# Exercise instructions
Copy each line of the data beneath in which the word "skip" appears.

Stored data entries:

PR #1373, opened 2017-08-29
removed single quotes around vote value field

### LINKED ISSUE #1355: Total Poll votes do not match distribution of votes in results
As a user, when I create a poll, the total number of votes should equal the combined results of the answers.

I can see the total number of votes are 83, but the results only show me 52 (40+12). Either some of the vote results are not displaying, or the total number of votes is skewed.
image

Link to Poll where this is occurring: https://gcconnex.gc.ca/polls/view/29629880/enwhat-would-you-call-an-online-inventory-of-former-students-eligible-for-integration-in-the-federal-public-service-of-canadafrquel-nom-donneriez-vous-u00e0-un-ru00e9pertoire-en-ligne-danciens-u00e9tudiants-salariu00e9s-admissibles-u00e0-lu2019intu00e9gration-dans-la-fonction-publique-fu00e9du00e9rale-du-canada

### LINKED ISSUE #1363: BUG - polling functionality doesn't accurately record all votes.
Voting for Option A in this [poll](https://gcconnex.gc.ca/polls/view/29629880/enwhat-would-you-call-an-online-inventory-of-former-students-eligible-for-integration-in-the-federal-public-service-of-canadafrquel-nom-donneriez-vous-u00e0-un-ru00e9pertoire-en-ligne-danciens-u00e9tudiants-salariu00e9s-admissibles-u00e0-lu2019intu00e9gration-dans-la-fonction-publique-fu00e9du00e9rale-du-canada) is not recording. After having selected and saved the vote (and refreshing the page),  the results show 0 votes for Option A. 

Other users have mentioned encountering the same issue.

Phanoix:
Single quotes were the problem with #1355 when the poll option had them as well.

Vote counts that were already affected by this can't be automatically recovered with certainty, but should be doable manually for most cases if necessary.

fixes #1355 and fixes #1363

### DIFF
--- a/mod/wet4/views/default/forms/polls/vote.php
+++ b/mod/wet4/views/default/forms/polls/vote.php
@@ -50,7 +50,7 @@ foreach ($responses3 as $value) {
 	$responses4 = gc_explode_translation($value, $lang);
 
 
-$form_body .="  <input type='radio'  class = 'mrgn-rght-sm' id='responses-".$responses4."' name='response3' value='".$value."'> <label for='responses-".$responses4."'>".$responses4."</label><br>";
+$form_body .="  <input type='radio'  class = 'mrgn-rght-sm' id='responses-".$responses4."' name='response3' value=".$value."> <label for='responses-".$responses4."'>".$responses4."</label><br>";
 }
 
 
--- a/mod/wet4/views/default/forms/polls/vote.php
+++ b/mod/wet4/views/default/forms/polls/vote.php
@@ -50,7 +50,7 @@ foreach ($responses3 as $value) {
 	$responses4 = gc_explode_translation($value, $lang);
 
 
-$form_body .="  <input type='radio'  class = 'mrgn-rght-sm' id='responses-".$responses4."' name='response3' value=".$value."> <label for='responses-".$responses4."'>".$responses4."</label><br>";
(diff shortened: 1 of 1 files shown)


mod/wet4/views/default/forms/polls/vote.php
```diff
@@ -50,7 +50,7 @@
 	$responses4 = gc_explode_translation($value, $lang);
 
 
-$form_body .="  <input type='radio'  class = 'mrgn-rght-sm' id='responses-".$responses4."' name='response3' value='".$value."'> <label for='responses-".$responses4."'>".$responses4."</label><br>";
+$form_body .="  <input type='radio'  class = 'mrgn-rght-sm' id='responses-".$responses4."' name='response3' value=".$value."> <label for='responses-".$responses4."'>".$responses4."</label><br>";
```
nschonni: `value='". htmlEntities($value, ENT_QUOTES) ."'` seems to be the safe way to do this

Phanoix: The polls mod for whatever reason does string matching to figure out what option a vote is for... so the value would need to be identical here to the json string that's used to store the text for the vote response/option. I checked some of the more recent versions and they all seem to stick to this way of storing votes.

nschonni: Wouldn't any value with a space blow up then? Or is it better to filter out poll options with any single quotes instead.

Phanoix: Did a bit of testing and it looks like elgg does actually parse the html entities in the value before storing it so your suggestion would the the way to go, thanks!

PR #60, opened 2018-10-15
(not ready for review) Create sar_pyspark_ml_wrapper.py

dciborow:


nikhilrj:
Closing - we will use Spark SAR directly via MML Spark or another implementation instead of using a wrapper to use our python version

Issue #254, opened 2018-11-19
Save github statistics every day


miguelgfierro:
### *What* is affected by this bug?
We have the code to gather the github statistics and add it to cosmos. We will need to set up a VSTS pipeline so this code is executed every day

### *Where* on the platform does it happen?
1. *Azure Data Science Virtual Machine.*

yueguoguo:
Labelled as high-prior as the repo is open sourced. We need to know the statistics to measure the impact.

yueguoguo:
Solved in #367 #195

miguelgfierro:
Reopening this, the metrics are not being saved every day, the last day we have is `"date" : "Dec 15 2018 08:09:53",`.

It is important to fix this asap, since all the metrics we don't record are lost

PR #367, opened 2018-12-12
GitHub statistics

yueguoguo:
### Description
Updates of scripts to generate Github stats.

### Motivation and Context
To have an idea about the stats change of the repo.

Note because of some issues in Azure DevOps command line task, the Python that imports custom module does not work well in terms of module path. One needs to add the full system path (not the relative ones like `..` or `../..`) to make sure the custom module / script is visible. 

Running the script directly from shell with `python` executable does not have the problem. 

### Releated Issues
#254 

### Checklist:

- [ ] I have added tests.

### DIFF
--- a/scripts/repo_metrics/track_metrics.py
+++ b/scripts/repo_metrics/track_metrics.py
@@ -2,11 +2,10 @@
 # Licensed under the MIT License.
 
 import sys
-sys.path.append('..')
-sys.path.append('../..')
-sys.path.append('/data/home/recocat/cicd/21/s/scripts')
-sys.path.append('/data/home/recocat/cicd/21/s')
-print(sys.path)
+# Need to append a full path instead of relative path.
+# This seems to be an issue from Azure DevOps command line task.
+# NOTE this does not affect running directly in the shell.
+sys.path.append('cicdworkdir/scripts')
 import os
 import argparse
 import traceback
--- a/scripts/repo_metrics/track_metrics.py
+++ b/scripts/repo_metrics/track_metrics.py
@@ -6,8 +6,7 @@ import os
 # Need to append a full path instead of relative path.
 # This seems to be an issue from Azure DevOps command line task.
 # NOTE this does not affect running directly in the shell.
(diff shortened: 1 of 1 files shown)


scripts/repo_metrics/track_metrics.py
```diff
@@ -1,6 +1,13 @@
 # Copyright (c) Microsoft Corporation. All rights reserved.
 # Licensed under the MIT License.
 
+import sys
+# Need to append a full path instead of relative path.
+# This seems to be an issue from Azure DevOps command line task.
+# NOTE this does not affect running directly in the shell.
+sys.path.append('cicdworkdir')
```
miguelgfierro: I'm normally against hardcoding, but I think it is important to have the tracking system working every day. So I will approve and then add some suggestions, if you want to add them now or later is up to you. 
Suggestions:
1) not sure how we are executing this, but I'm sure we can add to sys path the [current folder](https://github.com/miguelgfierro/codebase/blob/master/python/system/paths.py#L15) or maybe the [parent folder](https://github.com/miguelgfierro/codebase/blob/master/python/system/paths.py#L27).
2) It would be good to add a parameter with the date, by default it could be `now()` but let's say we want to add an event that didn't happen today, with the current code we can't do it.

An additional comment, we should record events to make sure we are able to match metrics with marketing actions that we do with respect of time. One example of event that we should record is the day we opensource the repo, when we have a new release or when we publish a new blog

yueguoguo: > not sure how we are executing this, but I'm sure we can add to sys path the current folder or maybe the parent folder.
We execute the python script directly with the command line task in the Azure DevOps pipeline, but the problem is that the command line script somehow cannot recognize relative paths such as `.` or `../..`. Thus I add it manually. But I think it would be definitely better to avoid hardcoding - now the guy is just to make sure things work :)
> An additional comment, we should record events to make sure we are able to match metrics with marketing actions that we do with respect of time.
For this one, the script should be manually executed, right? Yea we can do that definitely.

Issue #369, opened 2018-12-13
Linux Spark staging build failed


wutaomsft:
### *What* is affected by this bug?
Linux Spark staging build failed, as seen in README.md.

yueguoguo:
This is fixed in #376

PR #370, opened 2018-12-13
TEST: remove integration spark test with large dataset

yueguoguo:
### Description
Temporarily remove Spark integration test

### Motivation and Context
Spark integration test is a replicate of Spark smoke test. Use of large data sets lead to issues in the CI/CD pipeline. 

Temporarily remove the tests until there are good fix.

### Releated Issues
#369 

### Checklist:

- [x] I have added tests.

### DIFF
--- a/tests/integration/test_notebooks_pyspark.py
+++ b/tests/integration/test_notebooks_pyspark.py
@@ -10,8 +10,8 @@ from tests.notebooks_common import OUTPUT_NOTEBOOK, KERNEL_NAME
 TOL = 0.5
 
 
+@pytest.mark.skip.(reason="disabling test with large datasets")
 @pytest.mark.spark
-#@pytest.mark.integration
 @pytest.mark.parametrize(
     "size, result_list",
     [
--- a/tests/integration/test_notebooks_pyspark.py
+++ b/tests/integration/test_notebooks_pyspark.py
@@ -11,7 +11,7 @@ TOL = 0.5
 
 
 @pytest.mark.spark
-@pytest.mark.integration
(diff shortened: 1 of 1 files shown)


tests/integration/test_notebooks_pyspark.py
```diff
@@ -11,7 +11,7 @@
 
 
 @pytest.mark.spark
-@pytest.mark.integration
+#@pytest.mark.integration
```
gramhagen: this will work for our case, but I think a more explicit way to handle this would be
```
@pytest.mark.skip(reason="disabling test with large datasets")
```

miguelgfierro:
It looks it is taking longer than 40min, so it time out:
```
2018-12-13T15:03:18.1314392Z 
2018-12-13T15:42:17.9239285Z tests/integration/test_notebooks_pyspark.py FF
2018-12-13T15:42:17.9856461Z ##[error]The task has timed out.
```
probably some of the new changes make the notebook to take longer

yueguoguo:
@anargyri good point - also given characteristics of 100k and 1mil may not be homogeneous based on our observations in the evaluation results.

anargyri:
I think the change of TOL to 0.5 is extreme, as in PR 371. I would make sure everything is deterministic (seed, split etc.) for the tests. If you give ALS the same seed it should do the same thing every time. There is some variation due to machine precision etc. but this should not be 50%.

yueguoguo:
@anargyri will hold this PR until update of the ALS seed.

yueguoguo:
Resolved in #376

# Problem solution
+@pytest.mark.skip.(reason="disabling test with large datasets")
@pytest.mark.skip(reason="disabling test with large datasets")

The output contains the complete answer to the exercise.